WASHINGTON, D.C. - U.S. Senator James Inhofe (R-Okla.) Ranking Member of the Senate Environment and Public Works Committee, together with Senators Larry Craig (R-ID) and Mike Crapo (R-ID) have filed an amendment to the Defense Authorization bill that would restore $50M cut in Defense Contribution for Yucca Mountain Repository Program. The Administration requested $247.4 million, the House included $247.4 in its bill, and the Senate should fully fund this request as well.
Sen. Inhofe: "The United States Senate needs to continue authorizes our contribution to the repository program to cover the costs of defense-related nuclear wastes that require disposal. The request was asked by for the President and included by the House - the Senate needs to do the same. The amendment we filed today would do restore the $50 million dollar cut. Unfortunately, here in the US Senate, politics is once again trumping progress on a facility that is necessary to clean up our Cold War legacy of nuclear wastes. This is a prime example of the repository program struggling to cope with 'death by a thousand cuts.' Every year, funding reductions such as this one continually force DOE to stall work on the repository. The repository should have opened in 1998, but instead, it is over 20 years behind schedule."
Sen. Craig: "Our Nation remains dedicated to developing clean, renewable energy to power the economy of the future, but we are still dealing with a Cold War legacy that requires a national repository," Senator Larry Craig said. "Congress's failure to fund this project, while energy prices squeeze consumers in nearly every segment of the economy, has set us back at least ten years. Nuclear power is the clean, affordable power source Americans have been searching for, and properly funding the Yucca Mountain repository is a step we cannot delay."
Sen. Crapo: "Nuclear energy remains a key source in broadening our national energy portfolio and finishing the construction of a national repository for nuclear materials is critical to succeeding in that effort," Crapo said. "It is essential we finish work at Yucca Mountain to remove cold war legacy nuclear materials now stored in Idaho. Yucca is already 10 years behind schedule because of delays largely created by Congress. It is time to move ahead aggressively on alternative energy sources like nuclear power and opening Yucca is a national priority."

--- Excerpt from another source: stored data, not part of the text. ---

PR #59, opened 2018-06-11
SONARSLANG-1 Rule: Bad function name

andrea-guarino-sonarsource:


slang-checks/src/main/java/com/sonarsource/slang/checks/BadFunctionNameCheck.java
```diff
@@ -0,0 +1,55 @@
...
+import com.sonarsource.slang.checks.api.InitContext;
+import com.sonarsource.slang.checks.api.SlangCheck;
+import java.util.regex.Pattern;
+import org.sonar.check.Rule;
+import org.sonar.check.RuleProperty;
+
+@Rule(key = "S100")
+public class BadFunctionNameCheck implements SlangCheck {
+
+  private static final String DEFAULT_FORMAT = "^[a-z][a-zA-Z0-9]*$";
```
andrea-guarino-sonarsource: To be discussed, since default format depends on the analysed language.

sonar-slang-plugin/src/test/java/com/sonarsource/slang/kotlin/KotlinConverterTest.java
```diff
@@ -123,6 +123,14 @@ public void testFunctionDeclaration() {
     assertTree(emptyLambdaFunction.returnType()).isNull();
     assertThat(emptyLambdaFunction.formalParameters()).isEmpty();
     assertTree(emptyLambdaFunction.body()).isNull();
+
+    FunctionDeclarationTree extensionFunction = (FunctionDeclarationTree) kotlin("fun MutableList.swap(index1: Int, index2: Int) {}");
+    assertTree(extensionFunction.name()).isIdentifier("swap");
```
pynicolas: I don't think that we want that. It seems that the `MutableList` part is lost in the AST, which can be a big problem, at least for syntactic equivalence.

slang-checks/src/main/java/com/sonarsource/slang/checks/BadFunctionNameCheck.java
```diff
@@ -0,0 +1,57 @@
...
+  private String message(String name) {
+    return "Rename function " + name + " to match the regular expression " + format;
+  }
+
+  @Override
+  public void initialize(InitContext init) {
+    pattern = Pattern.compile(format);
+    init.register(FunctionDeclarationTree.class, (ctx, fnDeclarationTree) -> {
+      String name = fnDeclarationTree.name().name();
+      if (!pattern.matcher(name).matches()) {
```
pynicolas: The function name may be null, at least in Kotlin... Unfortunately, it seems we're not able to test that in slang textual representation...

slang-checks/src/main/java/com/sonarsource/slang/checks/CommonCheckList.java
```diff
@@ -35,7 +35,8 @@ private CommonCheckList() {
       IdenticalConditionsCheck.class,
       SelfAssignmentCheck.class,
       TodoCommentCheck.class,
-      TooManyParametersCheck.class);
+      TooManyParametersCheck.class,
+      BadFunctionNameCheck.class);
```
pynicolas: Let's keep class names ordered alphabetically.

Issue #47, opened 2018-06-08
Improve Kotlin parser readability


christophe-zurn-sonarsource:
`createElement` method can be improved to be more readable and maintanable

PR #63, opened 2018-06-11
Improve Kotlin converter #47

christophe-zurn-sonarsource:


sonar-slang-plugin/src/main/java/com/sonarsource/slang/kotlin/KotlinTreeVisitor.java
```diff
@@ -228,11 +204,71 @@ private Tree createFunctionDeclarationTree(@NotNull KtFunction functionElement,
...
+
+  private static Tree createIdentifierTree(TreeMetaData metaData, @Nullable String name) {
+    if (name == null) {
+      throw new ParseException("Identifier name cannot be null", metaData.textRange().start());
+    }
+    return new IdentifierTreeImpl(metaData, name);
+  }
+
+  private static Tree nullNative(TreeMetaData metaData) {
+    // We use the metadata of the parent here, as a NULL kind has no range itself
```
pynicolas: What's a "null native"? If it's a tree which does not exist, then I don't think we should represent it as an instance of Tree. I would prefer to represent the parent of such a tree as a native. For example, if Kotlin accepts an if statement with no "then" branch, then I think we should represent the whole statement with a NativeTree.

sonar-slang-plugin/src/main/java/com/sonarsource/slang/kotlin/KotlinTreeVisitor.java
```diff
@@ -114,88 +114,66 @@ public KotlinTreeVisitor(PsiFile psiFile, TreeMetaDataProvider metaDataProvider)
...
+      return createMatchCase(metaData, (KtWhenEntry) element);
+    } else if (isLiteral(element)) {
       return new LiteralTreeImpl(metaData, element.getText());
     } else if (element instanceof KtOperationExpression) {
-      return createOperationExpression((KtOperationExpression) element, metaData);
-    } else if (element instanceof KtParameter) {
-      return new IdentifierTreeImpl(metaData, ((KtParameter) element).getName());
+      return createOperationExpression(metaData, (KtOperationExpression) element);
+    } else if (element instanceof KtParameter && ((KtParameter) element).getName() != null) {
+      return createIdentifierTree(metaData, ((KtParameter) element).getName());
```
pynicolas: That seems wrong to me. A parameter is often more than an identifier, it can also have a type. Marcelo wants to add a `ParameterTree` to slang API for the purpose of his rule.

sonar-slang-plugin/src/main/java/com/sonarsource/slang/kotlin/KotlinTreeVisitor.java
christophe-zurn-sonarsource: Yes, I agree, this is a much better solution. Updated the PR accordingly

sonar-slang-plugin/src/main/java/com/sonarsource/slang/kotlin/KotlinTreeVisitor.java
christophe-zurn-sonarsource: Ok. I leave it as a native tree for now.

Just this week, the NRC announced that it will begin its lengthy review of DOE's license application for authorization to build the repository, a milestone that should have been achieved in the early 90's. Full funding of the defense contribution is necessary to support the NRC's review and specific licensing activities related to defense waste and Naval spent fuel from sites in Hanford, Washington; Idaho Falls, Idaho; and Savannah River, South Carolina.
The repository program needs adequate resources to address licensing questions regarding additional defense waste requiring disposal, characterization of those wastes, and the design of the facility that will handle these wastes. Reductions in the defense contribution will likely impede the Department's ability to respond in a timely manner to NRC requests, possibly delaying the NRC's review, and ultimately the construction of the repository and acceptance of defense waste for disposal.
We have an obligation to clean up the nuclear wastes that resulted from developing our nuclear deterrent during the Cold War. That requires a nuclear waste repository. Stalling progress on this facility is irresponsible and unfair to states that have shouldered this patriotic burden. This is certainly not an obligation that should fall prey to petty politics.